[Recorded data]
....

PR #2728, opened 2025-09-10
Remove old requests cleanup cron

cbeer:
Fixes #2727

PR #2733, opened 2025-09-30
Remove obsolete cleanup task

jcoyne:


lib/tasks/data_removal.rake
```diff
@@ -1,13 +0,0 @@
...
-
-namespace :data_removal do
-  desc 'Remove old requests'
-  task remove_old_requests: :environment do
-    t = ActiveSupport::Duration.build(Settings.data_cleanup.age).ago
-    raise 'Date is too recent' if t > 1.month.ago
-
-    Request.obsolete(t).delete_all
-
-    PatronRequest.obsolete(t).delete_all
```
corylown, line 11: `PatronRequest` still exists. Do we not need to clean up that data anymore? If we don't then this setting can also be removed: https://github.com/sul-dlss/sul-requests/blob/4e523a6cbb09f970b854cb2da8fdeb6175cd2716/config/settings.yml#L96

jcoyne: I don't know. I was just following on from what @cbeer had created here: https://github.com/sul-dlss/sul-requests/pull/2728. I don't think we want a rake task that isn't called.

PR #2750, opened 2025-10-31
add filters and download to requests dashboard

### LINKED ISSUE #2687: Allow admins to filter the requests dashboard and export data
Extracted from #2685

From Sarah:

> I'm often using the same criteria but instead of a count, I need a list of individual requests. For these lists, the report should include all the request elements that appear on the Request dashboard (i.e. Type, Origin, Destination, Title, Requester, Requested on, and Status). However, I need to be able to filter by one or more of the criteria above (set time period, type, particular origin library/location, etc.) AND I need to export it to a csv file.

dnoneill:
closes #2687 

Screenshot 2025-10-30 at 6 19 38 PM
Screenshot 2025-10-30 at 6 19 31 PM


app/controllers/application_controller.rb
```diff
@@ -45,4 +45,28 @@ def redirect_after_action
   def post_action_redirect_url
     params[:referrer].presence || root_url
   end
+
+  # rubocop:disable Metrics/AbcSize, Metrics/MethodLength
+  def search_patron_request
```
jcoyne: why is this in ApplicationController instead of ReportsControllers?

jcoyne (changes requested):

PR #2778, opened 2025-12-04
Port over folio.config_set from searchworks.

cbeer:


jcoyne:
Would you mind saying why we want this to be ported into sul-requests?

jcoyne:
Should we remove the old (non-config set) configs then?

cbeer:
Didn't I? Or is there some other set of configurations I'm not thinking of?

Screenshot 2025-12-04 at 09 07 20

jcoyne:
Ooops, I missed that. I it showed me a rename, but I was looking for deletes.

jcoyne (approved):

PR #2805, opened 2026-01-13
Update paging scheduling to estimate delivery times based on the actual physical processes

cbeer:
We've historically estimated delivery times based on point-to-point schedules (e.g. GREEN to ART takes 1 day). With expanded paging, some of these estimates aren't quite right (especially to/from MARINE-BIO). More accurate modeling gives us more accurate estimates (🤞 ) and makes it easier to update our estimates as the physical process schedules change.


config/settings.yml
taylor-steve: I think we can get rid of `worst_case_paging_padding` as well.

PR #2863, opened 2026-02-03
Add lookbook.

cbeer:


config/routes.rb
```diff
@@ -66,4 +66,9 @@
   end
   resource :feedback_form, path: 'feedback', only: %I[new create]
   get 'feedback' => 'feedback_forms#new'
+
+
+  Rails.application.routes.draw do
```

....

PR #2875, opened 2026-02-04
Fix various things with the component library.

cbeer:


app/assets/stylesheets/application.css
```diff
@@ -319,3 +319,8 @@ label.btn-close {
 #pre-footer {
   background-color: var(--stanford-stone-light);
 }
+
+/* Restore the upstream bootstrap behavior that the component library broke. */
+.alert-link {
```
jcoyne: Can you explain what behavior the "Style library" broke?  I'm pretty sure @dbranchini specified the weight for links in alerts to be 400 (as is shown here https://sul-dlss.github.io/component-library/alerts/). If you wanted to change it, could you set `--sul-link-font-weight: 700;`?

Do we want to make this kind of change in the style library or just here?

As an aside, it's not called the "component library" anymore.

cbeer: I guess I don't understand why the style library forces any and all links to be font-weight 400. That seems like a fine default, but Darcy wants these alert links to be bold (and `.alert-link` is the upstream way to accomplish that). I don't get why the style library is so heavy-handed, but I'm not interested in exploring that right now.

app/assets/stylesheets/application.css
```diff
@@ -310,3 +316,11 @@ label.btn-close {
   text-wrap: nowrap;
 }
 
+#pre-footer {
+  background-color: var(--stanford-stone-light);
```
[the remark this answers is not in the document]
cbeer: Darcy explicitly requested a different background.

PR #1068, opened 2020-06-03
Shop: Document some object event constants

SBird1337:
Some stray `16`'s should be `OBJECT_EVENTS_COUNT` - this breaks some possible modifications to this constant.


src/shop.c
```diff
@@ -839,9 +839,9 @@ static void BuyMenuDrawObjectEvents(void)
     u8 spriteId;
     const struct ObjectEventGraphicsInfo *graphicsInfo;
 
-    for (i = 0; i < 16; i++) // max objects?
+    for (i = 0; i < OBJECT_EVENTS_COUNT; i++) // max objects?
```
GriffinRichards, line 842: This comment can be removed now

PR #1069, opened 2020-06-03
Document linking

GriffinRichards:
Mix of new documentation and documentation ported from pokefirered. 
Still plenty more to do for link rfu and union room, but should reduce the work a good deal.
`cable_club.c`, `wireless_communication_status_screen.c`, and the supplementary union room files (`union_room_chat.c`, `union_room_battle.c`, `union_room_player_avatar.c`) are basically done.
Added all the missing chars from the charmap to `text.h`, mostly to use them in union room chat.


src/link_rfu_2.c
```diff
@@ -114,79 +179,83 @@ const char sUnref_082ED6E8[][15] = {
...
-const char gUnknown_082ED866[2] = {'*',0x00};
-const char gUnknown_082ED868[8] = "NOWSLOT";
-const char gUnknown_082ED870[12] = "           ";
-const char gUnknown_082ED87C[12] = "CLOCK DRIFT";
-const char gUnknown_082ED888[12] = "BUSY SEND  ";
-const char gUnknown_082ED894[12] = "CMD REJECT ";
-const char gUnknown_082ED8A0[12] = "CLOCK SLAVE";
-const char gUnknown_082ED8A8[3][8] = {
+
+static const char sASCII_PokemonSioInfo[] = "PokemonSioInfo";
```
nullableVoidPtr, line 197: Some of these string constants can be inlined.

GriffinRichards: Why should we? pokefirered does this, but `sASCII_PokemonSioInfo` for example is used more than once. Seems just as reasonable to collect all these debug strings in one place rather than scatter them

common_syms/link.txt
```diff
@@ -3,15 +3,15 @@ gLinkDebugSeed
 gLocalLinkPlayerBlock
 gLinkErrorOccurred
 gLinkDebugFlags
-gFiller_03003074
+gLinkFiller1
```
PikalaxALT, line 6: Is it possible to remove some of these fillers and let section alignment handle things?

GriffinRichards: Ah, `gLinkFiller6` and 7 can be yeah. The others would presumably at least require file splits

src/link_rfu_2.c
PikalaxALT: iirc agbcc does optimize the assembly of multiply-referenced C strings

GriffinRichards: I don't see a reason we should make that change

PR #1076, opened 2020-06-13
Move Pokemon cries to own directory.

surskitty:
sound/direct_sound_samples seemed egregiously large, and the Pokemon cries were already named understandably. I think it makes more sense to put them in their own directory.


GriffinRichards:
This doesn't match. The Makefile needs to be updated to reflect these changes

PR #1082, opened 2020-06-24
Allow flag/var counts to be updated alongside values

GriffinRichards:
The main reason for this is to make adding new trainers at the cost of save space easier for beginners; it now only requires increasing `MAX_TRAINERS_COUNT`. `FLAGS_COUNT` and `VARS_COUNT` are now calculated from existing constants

....

→ **Task**: Working from the data above, extract solely the lines from the one containing "PikalaxALT: iirc agbcc" through the one containing "The main reason", exactly as they appear, both included.

→ **Answer section**:
PikalaxALT: iirc agbcc does optimize the assembly of multiply-referenced C strings

GriffinRichards: I don't see a reason we should make that change

PR #1076, opened 2020-06-13
Move Pokemon cries to own directory.

surskitty:
sound/direct_sound_samples seemed egregiously large, and the Pokemon cries were already named understandably. I think it makes more sense to put them in their own directory.


GriffinRichards:
This doesn't match. The Makefile needs to be updated to reflect these changes

PR #1082, opened 2020-06-24
Allow flag/var counts to be updated alongside values

GriffinRichards:
The main reason for this is to make adding new trainers at the cost of save space easier for beginners; it now only requires increasing `MAX_TRAINERS_COUNT`. `FLAGS_COUNT` and `VARS_COUNT` are now calculated from existing constants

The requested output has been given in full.